Max stripped down to his black boxer shorts, turned on the faucets, and filled the sink with hot water. As he reached out to open the mirrored door of the medicine cabinet, he caught a glimpse of himself and chuckled mirthlessly. He was a sorry sight; that was for sure. He looked more like a bum than a businessman. But what could he expect—he’d stayed at the hospital last night and gone straight to the office this morning, still wearing his rumpled clothes. He had rushed back to the hospital for each ICU visitation period today; and tonight he’d said his final farewell to a man he loved and admired.

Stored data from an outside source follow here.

Issue #978, opened 2021-04-14
Use ObjectPool for GDI+ Objects


bclehmann:
**What can we do to make ScottPlot better?**
We could potentially improve performance with [`ObjectPool<T>`](https://docs.microsoft.com/en-us/dotnet/api/microsoft.extensions.objectpool.objectpool-1?view=dotnet-plat-ext-5.0) by reducing allocations and collections. This does mildly complicate things in two ways:
- We cannot assume that any object has any of its members set to its default because it comes from the pool, it was not newly constructed
    - One can create a new `PooledObjectPolicy<T>` class to run something when `Return()` is called, which could reset the state to sensible defaults instead of having to do it manually everywhere
- We need to manually call `ObjectPool.Return()` to give the object back
    - We could do this automatically by creating a wrapper class that implements `IDisposable` and then call `Return()` in the dispose method. This allows using `using` blocks

There is a `LeakTrackingObjectPool<T>` class which I assume returns objects to which there are no references back to the pool, but it is undocumented.

Lastly, all this referenced an API in the .NET Platform Extensions, i.e. it's in a NuGet package. I know you're not keen on adding dependencies but this does kind of blur the line between being part of the standard library. In any event, it's not difficult to create your own `ObjectPool` class, there's even an article on it in the docs: https://docs.microsoft.com/en-us/dotnet/standard/collections/thread-safe/how-to-create-an-object-pool

The [ScottPlot Roadmap](https://github.com/swharden/ScottPlot/blob/master/dev/roadmap.md) may provide additional context regarding current goals and future directions.

bclehmann:
```

**Comment by bclehmann** [comment]
With N = 20:

```
Includes startup time because ¯\_(ツ)_/¯

Before:
12.137002229690552
11.26367974281311
10.335201263427734
10.450330018997192
11.072436094284058
10.582040548324585
10.643038511276245
11.391994953155518
10.816736698150635
10.530665636062622
11.259594440460205
10.657943725585938
10.763400554656982
11.562257528305054
10.662458419799805
10.695979833602905
11.650984287261963
11.00367021560669
10.795217752456665
11.226184606552124

After:

10.620888710021973
11.259387254714966
10.504619121551514
10.339058637619019
10.833833932876587
10.36064076423645
10.415626525878906
11.372222185134888
10.455325365066528
10.344213962554932
11.021204471588135
10.396629095077515
10.364850282669067
11.316555500030518
10.422507286071777
10.335057258605957
[...]

PR #1915, opened 2022-06-27
Reuse FontFamily instances

AbeniMatteo:
Big reduction in allocations by caching FontFamily instances.

Things you should consider:
1. Shouldn't be a problem but fonts installed are cached and not updated until the execution is restarted (a method can be implemented to request an update at runtime)
2. Some API have changed, check if you're ok with it (mostly `string name` -> `FontFamily family`)

Repro:
```cs
var ctrl = new ScottPlot.FormsPlot();
ctrl.Plot.AddSignal(ScottPlot.DataGen.Random(System.Random.Shared, 500));

for (int i = 0; i < 100; i++)
    ctrl.Refresh();
```

Result:
|Type|Alloc. before|Alloc. after|Notes|
|-|-|-|-|
|System.String|175.106|17.343|`fontFamily.Name` is inherently reused|
|System.Drawing.FontFamily|216.840|4.400||
|System.Drawing.FontFamily[]|1.881|1|`FontFamily.Families`|

### DIFF
--- a/src/ScottPlot4/ScottPlot/Drawing/GDI.cs
+++ b/src/ScottPlot4/ScottPlot/Drawing/GDI.cs
@@ -36,14 +36,15 @@ namespace ScottPlot.Drawing
             using (Bitmap bmp = new Bitmap(1, 1))
             using (Graphics gfx = Graphics(bmp, lowQuality: true))
             {
-                return MeasureString(gfx, text, font.Name, font.Size, font.Bold);
+                return MeasureString(gfx, text, null, font.Size, font.Bold, font.Family);
             }
         }
 
-        public static SizeF MeasureString(Graphics gfx, string text, string fontName, double fontSize, bool bold = false)
+        public static SizeF MeasureString(Graphics gfx, string text, string fontName, double fontSize, bool bold = false, FontFamily fontFamily = null)
         {
+            fontFamily ??= InstalledFont.ValidFontFamily(fontName);
             var fontStyle = (bold) ? FontStyle.Bold : FontStyle.Regular;
-            using (var font = new System.Drawing.Font(fontName, (float)fontSize, fontStyle, GraphicsUnit.Pixel))
+            using (var font = new System.Drawing.Font(fontFamily, (float)fontSize, fontStyle, GraphicsUnit.Pixel))
             {
                 return MeasureString(gfx, text, font);
             }
@@ -255,13 +256,13 @@ namespace ScottPlot.Drawing
         }
 
         public static System.Drawing.Font Font(ScottPlot.Drawing.Font font) =>
-            Font(font.Name, font.Size, font.Bold);
+            Font(null, font.Size, font.Bold, font.Family);
 
-        public static System.Drawing.Font Font(string fontName = null, float fontSize = 12, bool bold = false)
+        public static System.Drawing.Font Font(string fontName = null, float fontSize = 12, bool bold = false, FontFamily fontFamily = null)
         {
-            string validFontName = InstalledFont.ValidFontName(fontName);
+            fontFamily ??= InstalledFont.ValidFontFamily(fontName);
             FontStyle fontStyle = bold ? FontStyle.Bold : FontStyle.Regular;
-            return new System.Drawing.Font(validFontName, fontSize, fontStyle, GraphicsUnit.Pixel);
+            return new System.Drawing.Font(fontFamily, fontSize, fontStyle, GraphicsUnit.Pixel);
         }
 
         public static StringFormat StringFormat(Alignment algnment)
--- a/src/ScottPlot4/ScottPlot/Drawing/GDI.cs
+++ b/src/ScottPlot4/ScottPlot/Drawing/GDI.cs
@@ -31,7 +31,11 @@ namespace ScottPlot.Drawing
             return gfx.DpiX / DEFAULT_DPI;
         }
 
-        public static SizeF MeasureString(string text, Font font)
+        /// <summary>
+        /// Create a Bitmap and Graphics and use it to measure a string.
+        /// Only use this function if an existing Graphics does not exist.
+        /// </summary>
+        public static SizeF MeasureStringUsingTemporaryGraphics(string text, Font font)
         {
             using (Bitmap bmp = new Bitmap(1, 1))
             using (Graphics gfx = Graphics(bmp, lowQuality: true))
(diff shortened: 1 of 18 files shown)


swharden:
Hi @AbeniMatteo, thanks for your work on this! 

> Fonts installed are cached and not updated until the execution is restarted

This is a big savings in allocations, improves speed, and will be a great improvement to the library. I like the design!

> Some API have changed, check if you're ok with it (mostly string name -> FontFamily family)

If we were only working with private code, I would be okay with this. The proposed API is better too: It makes more sense to store and pass around a `FontFamily` than `string`.

However, users may have written their own classes (plottables, renderables, styles, etc) which rely on the original function signatures. Changing `ScottPlot.Drawing.GDI.Font()` and `ScottPlot.Drawing.GDI.MeasureString()` to require a `FontFamily` could break these users' code. Same with changing the return type of things like `ScottPlot.Drawing.InstalledFont.Monospace()`

I think an ideal solution for this PR is one that does not require modification of any plottable/renderable/style, and minimizes the number of files that have to be edited to achieve the primary goal.

AbeniMatteo:
New approach:
- Same allocations gains
- No changes to existing public APIs
- New overloads\properties accepting FontFamily

There are new internal members on InstalledFont, let me know if you want to make them public.

AbeniMatteo:
TODO: `GDI.Font(null, 12, true)` is now ambigous.

src/ScottPlot4/ScottPlot/Drawing/GDI.cs
```diff
@@ -36,14 +36,20 @@ public static SizeF MeasureString(string text, Font font)
...
+        {
+            var fontFamily = InstalledFont.ValidFontFamily(fontName);
+            return MeasureString(gfx, text, fontFamily, fontSize, bold);
+        }
+
+        public static SizeF MeasureString(Graphics gfx, string text, FontFamily fontFamily, double fontSize, bool bold = false)
         {
             var fontStyle = (bold) ? FontStyle.Bold : FontStyle.Regular;
-            using (var font = new System.Drawing.Font(fontName, (float)fontSize, fontStyle, GraphicsUnit.Pixel))
+            using (var font = new System.Drawing.Font(fontFamily, (float)fontSize, fontStyle, GraphicsUnit.Pixel))
```
bclehmann, line 52: I'm tempted to explore if it would be worth it to cache the combination of font $(family, size, style)$ tuples, rather than creating a new GDI font every time, in my (anecdotal, not empirical) experience string measurement is a relatively common occurrence. In theory, this could even be a global cache, not just for string measurement.

Unfortunately, GDI objects are not thread-safe (discussed in #978), and while there are solutions to that, they're undoubtedly not worth it. Especially when we're supposed to be ditching System.Drawing.

So I'm mostly just saying this for a later time when we're using a different graphics library where they either are thread-safe, or we're willing to invest in the effort to use them safely.

AbeniMatteo: I'm focusing on allocations and in my case there are bigger problems before `System.Drawing.Font`.
This is the summary of the repro in the first post.

|Type|Allocations|% of total|
|-|-|-|
|System.Drawing.FontFamily|216840|36.23|
|System.String|175106|29.26|
|System.Double[]|35915|6.00|
|System.Double|15607|2.61|
|System.Func<,>|15028|2.51|
|System.Collections.Generic.List<>|10453|1.75|
|System.Linq.Enumerable.WhereListIterator<>|9986|1.67|
|ScottPlot.Plottable.SignalPlotBase<System.Double>.IntervalMinMax.<GetPoints>d__4|7700|1.29|
|ScottPlot.Plottable.SignalPlotBase<System.Double>.IntervalMinMax|7700|1.29|
|System.SByte[]|6753|1.13|
|ScottPlot.Renderable.Axis[]|5707|0.95|
|System.Drawing.Graphics|4475|0.75|
|System.Drawing.Font|4287|0.72|
|...|...|...|
|Total|~598k|100|

AbeniMatteo: `Double` and `Double[]` are my next target.

AbeniMatteo:
> TODO: `GDI.Font(null, 12, true)` is now ambigous.

```cs
public static System.Drawing.Font Font(string fontName, float fontSize, bool bold)
public static System.Drawing.Font Font(FontFamily fontFamily, float fontSize, bool bold)
```

When the first argument is `null` and not a typed variable these 2 calls are ambiguous.

How do you want me to proceed?
- Ignore the problem (the error can be suppress by casting the null `GDI.Font((string)null, 12, true)`)
- Expose publicly the new overload only in a new major and breaking version
- Use a different method name

swharden:
> How do you want me to proceed?

Hi @AbeniMatteo, given the 3 options I feel best about using a different method name.

There's technically another non-breaking option. I think the separately named function is the way to go, but it's worth noting that an optional `FontFamily` could achieve this too. If provided, it would override the `string` name.

```cs
public static System.Drawing.Font Font(FontFamily fontFamily, float fontSize, bool bold, FontFamily? fontFamily = null)
```

> Especially when we're supposed to be ditching System.Drawing.

I'll echo this for context. Although I intend to continue support for ScottPlot 4 as long as .NET Framework 4.8 is officially supported (a really long time), I've also been racing to cut System.Drawing from this library with ScottPlot 5, so I have limited motivation to pursue GDI-specific micro-optimizations. PRs like this one are simple and seem like a big win so I'm all for it, but there will be a point of diminishing returns where I will prefer to focus my development effort on cutting System.Drawing rather than further optimizing it

AbeniMatteo:
> I think the separately named function is the way to go, but it's worth noting that an optional FontFamily could achieve this too. If provided, it would override the string name.

Done, ready for review.

swharden:
> Done, ready for review.

Thanks @AbeniMatteo!

It wasn't super clear to me until now, but **the primary performance gain here is because `MeasureString()` now uses cached `FontFamily` objects** making it much faster. `MeasureString()` is called _so_ many times as the layout and ticks are recalculated for every frame.

I missed this point at first because I was distracted at first by the various changed code related to legends, text, marker plots, etc.

> Shouldn't be a problem but fonts installed are cached and not updated until the execution is restarted (a method can be implemented to request an update at runtime)

Manually updating fonts mid-run seems uncommon and I'm happy to omit that function.

However all those `FontFamily` objects implement `IDisposible` but are never disposed because they're cached in the top level of a static class. Is this really OK? One could write a method to iterate and dispose all those, but it would have to be called manually.

bclehmann:
> all those FontFamily objects implement IDisposible but are never disposed because they're cached in the top level of a static class. Is this really OK?

I think it's fine, although some people do disagree on whether you should explicitly handle disposal of eternal objects. The most convincing argument in favour is it could become incorrect after refactoring (for example the lifetime of `InstalledFont` no longer matches the lifetime of the application, or `InstalledFont` becomes a non-static class where multiple instances are created). I don't think that's very likely in this case, the point of the class is to be static and eternal.

FWIW, there is an automated way to do this, you can create your own non-static class which has a destructor to do all the cleanup. The static class should hold this non-static class as a field:

From: https://stackoverflow.com/questions/4364665/static-destructor
```cs
public static class Foo
{
    private static readonly Destructor Finalise = new Destructor();

    static Foo()
    {
        // One time only constructor.
    }

    private sealed class Destructor
    {
        ~Destructor()
        {
            // One time only destructor.
        }
    }
}
```

You'll notice this is pretty hacky, and if you want to explicitly handle the lifetime, I would probably change `InstalledFont` (or at least the section of it that caches `IDisposables`) into a non-static singleton, so you can just use a normal destructor. A cache is generally one of the better uses for singletons in my view.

Hurriedly he lathered his face with shaving cream and ran a new disposable razor over his two-day-old beard. With small patches of lather still clinging to his skin, he turned on the shower, removed his shorts, and stepped beneath the tepid spray. As he washed himself, his penis grew hard. He hadn’t been with a woman in weeks, and his body badly needed release. He’d been too damn busy to even stop by to see Eartha, let alone take the luscious redhead to bed.
The impending death of someone you knew, someone close, had an odd effect on a person, making him want to reassure himself that life went on, to celebrate the fact that he was alive in every way that mattered to a man.
Just as Max stepped out of the shower, the phone rang. Without giving a thought to his wet naked state, he tromped out of the tan-and-white-tiled bathroom. His feet left moist footprints as he trekked across the bedroom floor. His heart raced wildly when he lifted the receiver, as fear coursed through his body, instinctively knowing bad news awaited him.
“Devereaux here.”
“Max.”
God damn it! His instincts had been right. He could hear the barely constrained tears in his sister’s voice.
“Mallory, honey, is everything—”
“Daddy’s dead, Max.” Mallory Royale choked on her tears.
“I’ll be right there, baby. Stay strong…for Mama. Okay? Can you do that for me?”
“Mmm-hmm…yes…I—I can.”
“Tell Mama that I’ll handle everything when I get there.”
“Max?”
“What, honey?”
“Aunt Clarice said that you should call Jolie.”
“Yeah. Okay. Tell her I’ll take care of that, too. Later.”
Max gently returned the receiver to the base, took a deep steadying breath, then swallowed the emotion lodged in his throat. There had been a time years ago when he’d hated Louis Royale, but his feelings about Louis changed drastically over the years, after his mother married the man whom he’d once blamed for his father’s death.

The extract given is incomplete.